Saranno famosi

Sono ironici e creativi. Giocano con le consistenze e sperimentano nuove tecniche, ma non rinnegano le tradizioni. Hanno 30 anni o poco più. E si parlerà presto di loro. Dieci chef talento da tenere d’occhio, dal king of risotto all’ultimo interprete della scuola basca.
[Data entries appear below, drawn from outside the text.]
PR #1629, opened 2018-01-12
:arrow_up: Updates Gem dependencies

jmelberg-okta:
## Description:
A number of our libraries have improved performance recently. This cuts down our local build time by nearly 40% on average.

- `npm start`:
    - Previous: `43.657 seconds`
    - Average: `27.893 seconds`


Gemfile
```diff
@@ -1,7 +1,8 @@
 source 'https://rubygems.org'
 
-gem 'github-pages', '160'
+gem 'github-pages'
 gem 'jekyll-assets', '2.3.2'
```
jmelberg-okta: We require `2.3.2` to ensure assets are loaded properly.

_source/_layouts/base.html
```diff
@@ -12,7 +12,7 @@
     <!-- END Footer -->
   </div>
   <!-- START Post Footer -->
-  {% include post-footer.html %}
+  {% include_cached post-footer.html %}
```
jmelberg-okta: Since we include this in almost every file, instead of looking for this file and including it **everytime**, we use a cached version.

This shouldn't be problematic because the content on all of these pages are the same.

nbarbettini:
Ran it from a fresh clone on Windows 10:

```
git clone git@github.com:okta/okta.github.io.git
git checkout jv-update-deps
npm install
bundle install
npm start

Configuration file: C:/Users/Nate Barbettini/Documents/temp/okta.github.io/_config.yml
            Source: _source
       Destination: dist
 Incremental build: enabled
      Generating...
                    done in 53.696 seconds.
  Please add the following to your Gemfile to avoid polling for changes:
    gem 'wdm', '>= 0.1.0' if Gem.win_platform?

 Auto-regeneration: enabled for '_source'
    Server address: http://127.0.0.1:4000/
  Server running... press ctrl-c to stop.
```

Worked just fine! 👍  It used to take 60-90 seconds. Thanks man!

PR #1642, opened 2018-01-18
change post to put

mystiberry-okta:
## Description:
- POST should be PUT for step two (add the whitelist to your app profile)
- I tested and confirmed POST always returns a "HTTP method not supported" error, and PUT does work.

### Resolves:

[OKTA-155553](https://oktainc.atlassian.net/browse/OKTA-155553)


nbarbettini:
Thanks for testing! :)

PR #1664, opened 2018-01-22
:fire: Remove dead file

jmelberg-okta:
## Description:
- Removes a dead file copied over when overlaying the **old** master branch with the new `dist` output.

NOTE: This is the **ONLY** way we can remove files currently. 

This PR will be **reverted** once the site has been deployed.


scripts/gh-pages-publish.sh
```diff
@@ -25,6 +25,9 @@ then
     exit 1
 fi
 
+# Remove the dead file (THIS IS A ONE-TIME-ONLY THING)
+rm -rf ${GENERATED_SITE_LOCATION}/docs/api/resources/resrouce-server-beta
```
jmelberg-okta: This is intentionally spelled this way, as we generated it [here](https://github.com/okta/okta.github.io/tree/master/docs/api/resources/resrouce-server-beta)

bdemers:
But this might not be an issue long term anyway...

PR #1670, opened 2018-01-23
Spelling

danmarma-okta:
Very minor update

## Description:
- Updated one sentence in the hashing algorithm section.

### Resolves:
*N/A


bdemers:
Seems fine to me, more word smithing then spell correcting though.

nbarbettini:
I agree w/ @jakubvul - that's a simpler way of getting the point across.

mystiberry-okta:
@natebarbettini-okta or @jakubvul  just to verify, bcrypt is the only hashing function we use for anything?

nbarbettini:
@mystiberry-okta @jakubvul My understanding is: bcrypt is the only hashing function allowed for password **import**. We should double check this with the UD team and then merge this change.

mystiberry-okta:
Confirmed w/auth team.

nbarbettini:
Thanks @mystiberry-okta! I think we should go with Jakub's suggestion and then merge it.

PR #1680, opened 2018-01-26
:bug: Fix sitemap

jmelberg-okta:
## Description:
- :bug: `sitemap.xml` was only rendering the `posts` collection (blogposts) since the logical comparison used for `site.pages` was **always true**.
- Updated the `sitemap` template to be more explicit, referencing a list of **collections** - and ignoring accordingly.
- 🔁 Placed all previous `sdk` docs inside of the new collection `sdk`
   - `/sdk/core/cshard_api_sdk`
   - `/sdk/core/java_api_sdk`
   - `/sdk/corepython_api_sdk`
   - ...

> Note: I attempting using the [jekyll-sitemap](https://github.com/jekyll/jekyll-sitemap) plugin and modifying the [front matter](https://jekyllrb.com/docs/frontmatter/) with no success.


_config.yml
```diff
@@ -99,21 +97,14 @@ defaults:
...
-      sitemap: false
-  -
-    scope:
-      collection: change-log
-    values:
-      sitemap: false
+
+sitemap_ignore:
+  - sdk
+  - change-log
```
bdemers: We should include this too

PR #1684, opened 2018-01-26
Updates including fixing heading levels and adding test plan

mystiberry-okta:
## Description:
- Adding a test plan for scim server and okta, and fixing headings so right-hand nav does the right thing.

### Resolves:

 [OKTA-155843](https://oktainc.atlassian.net/browse/OKTA-155843)


mystiberry-okta:
@karanharibhakti-okta You can always send me updates if needed.

PR #1686, opened 2018-01-27
:white_check_mark: Trigger Runscope tests on site publish

jmelberg-okta:
## Description:
- ✅  Adds trigger for Runscope API tests on all `sitemap.xml` links


scripts/publish.sh
```diff
@@ -123,4 +123,7 @@ if ! send_promotion_message "${DEPLOY_ENVIRONMENT}" "${ARTIFACT}" "${DEPLOY_VERS
   exit ${BUILD_FAILURE};
 fi
 
+# Trigger Runscope tests
+curl -I -X GET 'https://api.runscope.com/radar/bucket/dd1974ff-3203-4c05-9818-ac1a7637b586/trigger?base_url=https://dq3iyfxeowfmd.cloudfront.net'
```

Dilaga il virus della cucina d’autore. Una pandemia trasmessa da cuochi giovani in ogni angolo del mondo. Chef posseduti dal demone della creatività, responsabili di un contagio che ogni anno si trovano a fare il punto al congresso di Milano di Identità Golose (www.identitagolose.it). Capital ha scovato i talenti più promettenti, cinque in Italia e cinque nel mondo, classificati per fascia di prezzo, e tutti rigorosamente under 40. Chissà che tra loro ci sia il futuro Massimo Bottura, lo chef dell’Osteria Francescana di Modena appena incoronato migliore cuoco del mondo dall’Accademia internazionale della cucina di Parigi.

Marco Stabile
In quel magma indefinito che è la cucina toscana e fiorentina, spicca per identità e nettezza di idee la cucina di Marco Stabile da Pontedera. In via dei Georgofili, a un passo dagli Uffizi, è tempo di cadere vittime di un’altra sindrome Stendhal: piatti bellissimi, certo, sopratutto buoni. E centrati nell’oscillazione tra estremi. Come le castagne e i cavoli. O il piccione in tre cotture. Contraltari moderni alla perfetta classicità della fiorentina.